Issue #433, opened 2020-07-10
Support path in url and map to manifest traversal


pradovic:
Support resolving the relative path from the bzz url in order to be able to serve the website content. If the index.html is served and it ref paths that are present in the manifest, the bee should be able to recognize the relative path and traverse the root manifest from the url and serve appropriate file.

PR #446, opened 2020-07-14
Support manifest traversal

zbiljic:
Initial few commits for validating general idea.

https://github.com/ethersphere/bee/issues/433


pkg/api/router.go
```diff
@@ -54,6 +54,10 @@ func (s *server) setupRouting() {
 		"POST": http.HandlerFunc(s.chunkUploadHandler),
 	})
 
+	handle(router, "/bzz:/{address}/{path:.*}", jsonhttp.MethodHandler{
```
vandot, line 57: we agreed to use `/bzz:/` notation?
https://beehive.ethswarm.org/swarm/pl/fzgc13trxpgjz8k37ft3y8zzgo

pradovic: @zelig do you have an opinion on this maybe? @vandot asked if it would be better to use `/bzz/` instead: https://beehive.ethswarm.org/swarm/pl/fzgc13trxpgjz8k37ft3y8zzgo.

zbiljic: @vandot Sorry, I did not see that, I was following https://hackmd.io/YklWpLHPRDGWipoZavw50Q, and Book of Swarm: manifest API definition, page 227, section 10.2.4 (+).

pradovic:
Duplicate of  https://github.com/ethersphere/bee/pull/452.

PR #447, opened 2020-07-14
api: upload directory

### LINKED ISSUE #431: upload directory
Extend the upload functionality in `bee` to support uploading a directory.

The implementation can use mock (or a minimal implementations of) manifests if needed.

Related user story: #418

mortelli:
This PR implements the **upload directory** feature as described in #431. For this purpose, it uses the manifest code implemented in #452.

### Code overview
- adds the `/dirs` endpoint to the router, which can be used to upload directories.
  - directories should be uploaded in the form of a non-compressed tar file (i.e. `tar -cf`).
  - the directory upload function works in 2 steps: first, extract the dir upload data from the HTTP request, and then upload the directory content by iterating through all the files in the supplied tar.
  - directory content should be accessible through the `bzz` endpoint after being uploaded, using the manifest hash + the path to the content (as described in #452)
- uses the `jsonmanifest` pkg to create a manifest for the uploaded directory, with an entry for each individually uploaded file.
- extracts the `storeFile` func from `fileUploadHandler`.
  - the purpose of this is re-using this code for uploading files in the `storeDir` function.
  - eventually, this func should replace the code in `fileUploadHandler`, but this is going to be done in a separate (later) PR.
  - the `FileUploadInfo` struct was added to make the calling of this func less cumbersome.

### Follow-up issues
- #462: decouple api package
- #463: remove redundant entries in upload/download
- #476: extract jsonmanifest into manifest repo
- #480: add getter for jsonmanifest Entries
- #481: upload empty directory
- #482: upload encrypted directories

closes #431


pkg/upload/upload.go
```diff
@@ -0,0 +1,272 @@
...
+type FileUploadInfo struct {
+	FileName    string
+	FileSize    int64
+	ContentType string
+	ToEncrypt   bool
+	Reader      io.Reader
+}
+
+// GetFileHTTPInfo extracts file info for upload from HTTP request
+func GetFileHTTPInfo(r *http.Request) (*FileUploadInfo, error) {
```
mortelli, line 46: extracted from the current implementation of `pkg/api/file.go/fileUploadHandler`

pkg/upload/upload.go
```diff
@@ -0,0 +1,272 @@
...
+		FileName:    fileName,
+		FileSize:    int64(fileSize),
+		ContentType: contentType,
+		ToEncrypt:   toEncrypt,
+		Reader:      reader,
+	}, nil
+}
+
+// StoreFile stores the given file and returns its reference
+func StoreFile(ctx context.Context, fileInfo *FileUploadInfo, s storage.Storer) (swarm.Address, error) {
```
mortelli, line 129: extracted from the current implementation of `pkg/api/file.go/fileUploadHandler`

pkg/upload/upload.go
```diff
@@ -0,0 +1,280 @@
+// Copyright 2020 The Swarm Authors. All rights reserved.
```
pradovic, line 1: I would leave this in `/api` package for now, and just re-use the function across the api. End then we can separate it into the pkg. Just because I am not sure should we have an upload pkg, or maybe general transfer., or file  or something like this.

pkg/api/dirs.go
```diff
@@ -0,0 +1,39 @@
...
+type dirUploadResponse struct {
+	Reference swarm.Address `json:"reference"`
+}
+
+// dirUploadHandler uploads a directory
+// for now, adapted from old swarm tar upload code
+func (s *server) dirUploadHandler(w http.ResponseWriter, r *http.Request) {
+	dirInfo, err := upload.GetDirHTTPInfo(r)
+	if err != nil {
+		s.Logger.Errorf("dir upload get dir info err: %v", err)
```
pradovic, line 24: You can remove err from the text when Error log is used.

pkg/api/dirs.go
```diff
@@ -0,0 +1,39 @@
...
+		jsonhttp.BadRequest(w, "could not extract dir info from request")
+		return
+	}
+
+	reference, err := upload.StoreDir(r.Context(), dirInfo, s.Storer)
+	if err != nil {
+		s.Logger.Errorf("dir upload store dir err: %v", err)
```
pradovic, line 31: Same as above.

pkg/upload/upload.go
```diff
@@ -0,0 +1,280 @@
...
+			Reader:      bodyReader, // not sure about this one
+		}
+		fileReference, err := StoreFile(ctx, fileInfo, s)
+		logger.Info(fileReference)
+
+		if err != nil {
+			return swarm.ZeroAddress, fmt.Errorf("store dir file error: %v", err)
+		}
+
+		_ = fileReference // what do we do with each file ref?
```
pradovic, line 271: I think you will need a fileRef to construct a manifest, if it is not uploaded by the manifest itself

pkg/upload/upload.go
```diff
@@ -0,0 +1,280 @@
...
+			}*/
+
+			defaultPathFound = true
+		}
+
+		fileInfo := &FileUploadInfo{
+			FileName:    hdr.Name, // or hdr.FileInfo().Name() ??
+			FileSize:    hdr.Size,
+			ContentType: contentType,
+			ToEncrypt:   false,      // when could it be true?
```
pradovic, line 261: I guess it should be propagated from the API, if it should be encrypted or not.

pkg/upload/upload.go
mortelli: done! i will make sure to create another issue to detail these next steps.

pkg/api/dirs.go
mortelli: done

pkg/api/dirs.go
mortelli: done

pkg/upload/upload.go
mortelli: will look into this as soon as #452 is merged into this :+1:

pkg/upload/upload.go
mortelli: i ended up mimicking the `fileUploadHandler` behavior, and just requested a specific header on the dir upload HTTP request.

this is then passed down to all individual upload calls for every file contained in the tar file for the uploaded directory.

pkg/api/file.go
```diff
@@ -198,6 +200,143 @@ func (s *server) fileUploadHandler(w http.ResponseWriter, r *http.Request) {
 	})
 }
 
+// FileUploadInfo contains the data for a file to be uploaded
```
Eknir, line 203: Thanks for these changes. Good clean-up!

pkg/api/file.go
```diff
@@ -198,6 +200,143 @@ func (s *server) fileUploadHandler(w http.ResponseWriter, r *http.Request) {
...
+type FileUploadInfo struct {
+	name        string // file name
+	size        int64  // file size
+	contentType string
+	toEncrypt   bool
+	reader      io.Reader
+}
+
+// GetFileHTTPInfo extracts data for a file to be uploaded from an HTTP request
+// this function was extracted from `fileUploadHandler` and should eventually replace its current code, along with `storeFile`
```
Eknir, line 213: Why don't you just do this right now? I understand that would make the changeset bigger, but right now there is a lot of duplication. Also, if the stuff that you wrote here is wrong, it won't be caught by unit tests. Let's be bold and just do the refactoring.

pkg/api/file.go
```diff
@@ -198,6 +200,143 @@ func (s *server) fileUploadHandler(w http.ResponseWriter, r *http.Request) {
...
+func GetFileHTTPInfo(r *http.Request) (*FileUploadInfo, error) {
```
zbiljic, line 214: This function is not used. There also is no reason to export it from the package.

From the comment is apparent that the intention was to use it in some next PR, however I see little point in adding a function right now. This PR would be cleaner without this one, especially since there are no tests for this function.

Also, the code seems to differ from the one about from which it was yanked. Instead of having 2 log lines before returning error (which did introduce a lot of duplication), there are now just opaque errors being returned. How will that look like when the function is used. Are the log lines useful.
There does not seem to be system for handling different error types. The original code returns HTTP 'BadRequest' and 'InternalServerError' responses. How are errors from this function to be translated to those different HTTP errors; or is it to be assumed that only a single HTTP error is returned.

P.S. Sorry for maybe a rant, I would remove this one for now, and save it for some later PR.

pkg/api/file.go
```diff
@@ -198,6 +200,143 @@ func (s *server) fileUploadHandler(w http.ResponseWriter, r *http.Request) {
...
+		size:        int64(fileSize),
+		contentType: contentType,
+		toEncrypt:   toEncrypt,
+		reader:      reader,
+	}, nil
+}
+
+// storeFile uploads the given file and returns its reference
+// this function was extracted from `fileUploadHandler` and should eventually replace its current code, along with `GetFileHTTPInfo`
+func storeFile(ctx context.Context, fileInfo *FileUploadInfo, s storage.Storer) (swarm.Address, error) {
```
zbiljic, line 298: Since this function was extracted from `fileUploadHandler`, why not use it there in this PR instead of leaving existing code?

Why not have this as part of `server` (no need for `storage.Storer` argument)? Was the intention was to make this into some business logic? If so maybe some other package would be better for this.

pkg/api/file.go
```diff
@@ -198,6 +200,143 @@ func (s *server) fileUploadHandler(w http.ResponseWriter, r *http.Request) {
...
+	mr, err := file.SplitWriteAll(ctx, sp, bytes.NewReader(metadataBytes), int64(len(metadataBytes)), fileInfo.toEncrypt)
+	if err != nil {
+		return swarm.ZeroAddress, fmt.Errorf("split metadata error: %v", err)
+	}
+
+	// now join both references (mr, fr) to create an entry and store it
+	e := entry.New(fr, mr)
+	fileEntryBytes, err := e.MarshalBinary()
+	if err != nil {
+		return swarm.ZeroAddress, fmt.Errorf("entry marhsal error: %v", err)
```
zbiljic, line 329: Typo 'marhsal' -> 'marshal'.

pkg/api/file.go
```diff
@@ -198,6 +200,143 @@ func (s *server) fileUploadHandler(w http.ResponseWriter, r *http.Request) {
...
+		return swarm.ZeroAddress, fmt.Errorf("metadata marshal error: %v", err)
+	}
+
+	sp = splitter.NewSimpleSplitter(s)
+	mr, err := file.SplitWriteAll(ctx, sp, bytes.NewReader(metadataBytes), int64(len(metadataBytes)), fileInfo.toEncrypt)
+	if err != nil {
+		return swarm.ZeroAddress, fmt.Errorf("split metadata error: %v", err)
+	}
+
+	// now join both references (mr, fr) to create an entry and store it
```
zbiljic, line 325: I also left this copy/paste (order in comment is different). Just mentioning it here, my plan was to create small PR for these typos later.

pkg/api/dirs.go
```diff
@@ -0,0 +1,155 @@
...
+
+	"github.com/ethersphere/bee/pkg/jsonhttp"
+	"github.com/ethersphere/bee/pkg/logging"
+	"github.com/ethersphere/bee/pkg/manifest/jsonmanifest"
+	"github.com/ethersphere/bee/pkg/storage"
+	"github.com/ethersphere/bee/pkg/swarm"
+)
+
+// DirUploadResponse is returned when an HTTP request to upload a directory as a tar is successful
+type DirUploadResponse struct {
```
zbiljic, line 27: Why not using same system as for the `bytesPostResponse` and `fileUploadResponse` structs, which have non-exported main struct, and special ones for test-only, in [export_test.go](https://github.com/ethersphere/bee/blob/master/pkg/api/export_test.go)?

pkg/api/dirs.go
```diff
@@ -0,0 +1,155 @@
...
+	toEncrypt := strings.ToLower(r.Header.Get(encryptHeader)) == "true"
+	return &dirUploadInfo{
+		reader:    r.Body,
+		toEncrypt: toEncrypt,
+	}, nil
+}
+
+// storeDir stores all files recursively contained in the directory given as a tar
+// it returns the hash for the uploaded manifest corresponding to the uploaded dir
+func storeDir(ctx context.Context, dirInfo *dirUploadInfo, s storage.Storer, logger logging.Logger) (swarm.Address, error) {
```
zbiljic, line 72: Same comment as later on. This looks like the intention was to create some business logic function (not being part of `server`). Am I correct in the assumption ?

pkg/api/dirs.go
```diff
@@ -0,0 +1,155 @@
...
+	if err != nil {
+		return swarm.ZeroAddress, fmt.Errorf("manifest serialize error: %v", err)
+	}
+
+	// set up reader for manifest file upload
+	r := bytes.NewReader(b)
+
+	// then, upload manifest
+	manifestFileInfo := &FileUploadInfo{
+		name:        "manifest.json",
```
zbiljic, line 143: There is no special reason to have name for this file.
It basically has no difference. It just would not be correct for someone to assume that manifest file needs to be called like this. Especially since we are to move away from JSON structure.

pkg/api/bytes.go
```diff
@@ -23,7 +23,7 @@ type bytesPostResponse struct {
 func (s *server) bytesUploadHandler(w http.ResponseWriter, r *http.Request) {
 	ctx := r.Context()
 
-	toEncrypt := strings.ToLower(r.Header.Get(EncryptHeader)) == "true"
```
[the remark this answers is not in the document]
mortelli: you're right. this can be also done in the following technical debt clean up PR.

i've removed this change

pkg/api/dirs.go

****************************************

TASK TO COMPLETE
The lines holding the string "current" in the listing above are what you should copy out.

RESULT OF THIS TASK
mortelli, line 46: extracted from the current implementation of `pkg/api/file.go/fileUploadHandler`
mortelli, line 129: extracted from the current implementation of `pkg/api/file.go/fileUploadHandler`
+// this function was extracted from `fileUploadHandler` and should eventually replace its current code, along with `storeFile`
+// this function was extracted from `fileUploadHandler` and should eventually replace its current code, along with `GetFileHTTPInfo`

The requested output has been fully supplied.